▸ **What you should do**
Repeat the lines from the line with "Issue #126, opened 2015-06-18" to the line with "introduced by data" in the listing below, keeping both end lines and adding nothing.

━━━ Exercise material

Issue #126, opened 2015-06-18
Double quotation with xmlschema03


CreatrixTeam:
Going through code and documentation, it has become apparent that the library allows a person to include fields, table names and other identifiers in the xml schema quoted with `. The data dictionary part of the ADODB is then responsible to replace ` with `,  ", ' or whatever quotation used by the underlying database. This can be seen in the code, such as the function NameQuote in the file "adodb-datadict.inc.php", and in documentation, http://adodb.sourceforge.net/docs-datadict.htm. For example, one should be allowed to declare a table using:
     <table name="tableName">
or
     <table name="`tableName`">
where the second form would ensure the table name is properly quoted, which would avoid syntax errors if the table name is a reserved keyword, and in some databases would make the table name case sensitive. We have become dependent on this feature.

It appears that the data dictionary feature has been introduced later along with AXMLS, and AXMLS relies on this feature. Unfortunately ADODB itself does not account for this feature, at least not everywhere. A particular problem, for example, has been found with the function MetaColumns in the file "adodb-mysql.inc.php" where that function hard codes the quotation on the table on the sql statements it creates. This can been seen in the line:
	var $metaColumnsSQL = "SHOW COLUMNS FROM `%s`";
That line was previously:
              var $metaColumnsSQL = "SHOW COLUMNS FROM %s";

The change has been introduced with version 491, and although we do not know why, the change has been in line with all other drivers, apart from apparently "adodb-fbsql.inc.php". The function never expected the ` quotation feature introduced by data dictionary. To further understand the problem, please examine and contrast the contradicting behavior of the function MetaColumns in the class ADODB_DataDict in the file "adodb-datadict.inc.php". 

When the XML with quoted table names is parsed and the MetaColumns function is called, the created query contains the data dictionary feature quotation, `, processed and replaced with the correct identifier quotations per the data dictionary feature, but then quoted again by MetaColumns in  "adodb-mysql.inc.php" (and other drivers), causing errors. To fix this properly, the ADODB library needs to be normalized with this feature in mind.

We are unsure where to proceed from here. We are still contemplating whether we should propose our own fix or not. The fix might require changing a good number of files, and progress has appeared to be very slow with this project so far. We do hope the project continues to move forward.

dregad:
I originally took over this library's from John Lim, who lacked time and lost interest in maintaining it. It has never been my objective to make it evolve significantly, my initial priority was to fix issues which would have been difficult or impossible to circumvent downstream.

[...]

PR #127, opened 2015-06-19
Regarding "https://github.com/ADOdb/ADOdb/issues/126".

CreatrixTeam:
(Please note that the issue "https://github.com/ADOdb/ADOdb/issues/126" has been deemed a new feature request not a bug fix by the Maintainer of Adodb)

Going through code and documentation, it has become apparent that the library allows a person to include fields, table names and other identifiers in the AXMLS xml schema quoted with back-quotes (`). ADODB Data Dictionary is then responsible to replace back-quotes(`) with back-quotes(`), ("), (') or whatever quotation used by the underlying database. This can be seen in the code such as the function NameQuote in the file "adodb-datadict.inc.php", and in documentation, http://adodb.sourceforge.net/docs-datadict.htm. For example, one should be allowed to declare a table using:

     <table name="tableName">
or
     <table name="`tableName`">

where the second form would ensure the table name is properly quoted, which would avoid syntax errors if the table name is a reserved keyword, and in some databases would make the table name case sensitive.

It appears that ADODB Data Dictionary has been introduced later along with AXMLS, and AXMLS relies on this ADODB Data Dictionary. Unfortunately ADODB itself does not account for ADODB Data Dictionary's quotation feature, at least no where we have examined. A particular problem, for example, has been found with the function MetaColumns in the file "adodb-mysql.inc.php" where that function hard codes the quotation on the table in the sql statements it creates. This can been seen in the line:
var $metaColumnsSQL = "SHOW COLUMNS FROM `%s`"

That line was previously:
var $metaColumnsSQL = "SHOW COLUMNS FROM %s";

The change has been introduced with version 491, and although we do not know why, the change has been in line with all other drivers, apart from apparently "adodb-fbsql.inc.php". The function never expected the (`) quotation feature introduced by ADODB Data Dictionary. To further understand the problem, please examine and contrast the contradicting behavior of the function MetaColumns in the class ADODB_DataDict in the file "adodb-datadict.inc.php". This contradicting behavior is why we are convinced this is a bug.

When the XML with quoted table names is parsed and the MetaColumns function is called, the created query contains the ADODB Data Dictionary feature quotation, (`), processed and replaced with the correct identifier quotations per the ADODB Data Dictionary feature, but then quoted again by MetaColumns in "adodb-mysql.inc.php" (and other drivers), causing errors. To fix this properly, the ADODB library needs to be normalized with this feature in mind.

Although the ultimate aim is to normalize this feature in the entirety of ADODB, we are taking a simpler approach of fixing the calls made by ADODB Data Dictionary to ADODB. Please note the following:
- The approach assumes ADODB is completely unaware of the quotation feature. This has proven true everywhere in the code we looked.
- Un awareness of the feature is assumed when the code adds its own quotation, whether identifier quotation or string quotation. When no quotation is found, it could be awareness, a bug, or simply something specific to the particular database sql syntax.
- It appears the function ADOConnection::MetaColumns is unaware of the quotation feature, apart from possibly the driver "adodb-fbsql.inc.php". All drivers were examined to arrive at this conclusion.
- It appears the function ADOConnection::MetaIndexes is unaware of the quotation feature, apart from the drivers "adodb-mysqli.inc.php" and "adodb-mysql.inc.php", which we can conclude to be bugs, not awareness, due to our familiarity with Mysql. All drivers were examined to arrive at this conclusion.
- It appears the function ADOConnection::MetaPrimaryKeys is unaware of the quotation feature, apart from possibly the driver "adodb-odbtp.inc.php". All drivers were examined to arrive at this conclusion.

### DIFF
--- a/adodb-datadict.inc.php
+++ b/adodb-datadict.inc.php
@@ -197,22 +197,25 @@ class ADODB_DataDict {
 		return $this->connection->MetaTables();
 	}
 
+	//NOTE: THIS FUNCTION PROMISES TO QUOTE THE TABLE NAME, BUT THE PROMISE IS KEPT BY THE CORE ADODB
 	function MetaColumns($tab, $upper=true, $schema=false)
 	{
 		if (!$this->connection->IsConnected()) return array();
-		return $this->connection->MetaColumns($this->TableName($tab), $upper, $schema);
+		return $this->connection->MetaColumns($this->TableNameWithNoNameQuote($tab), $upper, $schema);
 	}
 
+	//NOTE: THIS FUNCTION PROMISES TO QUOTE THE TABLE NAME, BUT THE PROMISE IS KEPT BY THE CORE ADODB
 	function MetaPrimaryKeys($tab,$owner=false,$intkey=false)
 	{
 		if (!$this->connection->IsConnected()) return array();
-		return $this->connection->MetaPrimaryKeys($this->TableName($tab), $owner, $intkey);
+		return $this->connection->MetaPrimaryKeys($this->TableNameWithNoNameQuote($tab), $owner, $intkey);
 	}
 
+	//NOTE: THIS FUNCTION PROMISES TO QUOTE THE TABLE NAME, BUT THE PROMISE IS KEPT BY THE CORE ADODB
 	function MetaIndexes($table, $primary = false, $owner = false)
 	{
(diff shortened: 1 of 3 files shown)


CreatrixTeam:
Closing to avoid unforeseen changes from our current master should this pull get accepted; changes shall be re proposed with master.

━━━━━━
━━━ Exercise material

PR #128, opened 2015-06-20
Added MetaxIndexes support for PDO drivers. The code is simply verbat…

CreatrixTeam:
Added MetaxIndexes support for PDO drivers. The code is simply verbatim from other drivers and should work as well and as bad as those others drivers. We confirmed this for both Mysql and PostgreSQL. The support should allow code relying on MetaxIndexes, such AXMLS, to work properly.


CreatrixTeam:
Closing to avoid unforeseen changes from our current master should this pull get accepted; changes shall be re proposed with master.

━━━━━━

▸ **Written answer**
Issue #126, opened 2015-06-18
Double quotation with xmlschema03


CreatrixTeam:
Going through code and documentation, it has become apparent that the library allows a person to include fields, table names and other identifiers in the xml schema quoted with `. The data dictionary part of the ADODB is then responsible to replace ` with `,  ", ' or whatever quotation used by the underlying database. This can be seen in the code, such as the function NameQuote in the file "adodb-datadict.inc.php", and in documentation, http://adodb.sourceforge.net/docs-datadict.htm. For example, one should be allowed to declare a table using:
     <table name="tableName">
or
     <table name="`tableName`">
where the second form would ensure the table name is properly quoted, which would avoid syntax errors if the table name is a reserved keyword, and in some databases would make the table name case sensitive. We have become dependent on this feature.

It appears that the data dictionary feature has been introduced later along with AXMLS, and AXMLS relies on this feature. Unfortunately ADODB itself does not account for this feature, at least not everywhere. A particular problem, for example, has been found with the function MetaColumns in the file "adodb-mysql.inc.php" where that function hard codes the quotation on the table on the sql statements it creates. This can been seen in the line:
	var $metaColumnsSQL = "SHOW COLUMNS FROM `%s`";
That line was previously:
              var $metaColumnsSQL = "SHOW COLUMNS FROM %s";

The change has been introduced with version 491, and although we do not know why, the change has been in line with all other drivers, apart from apparently "adodb-fbsql.inc.php". The function never expected the ` quotation feature introduced by data dictionary. To further understand the problem, please examine and contrast the contradicting behavior of the function MetaColumns in the class ADODB_DataDict in the file "adodb-datadict.inc.php". 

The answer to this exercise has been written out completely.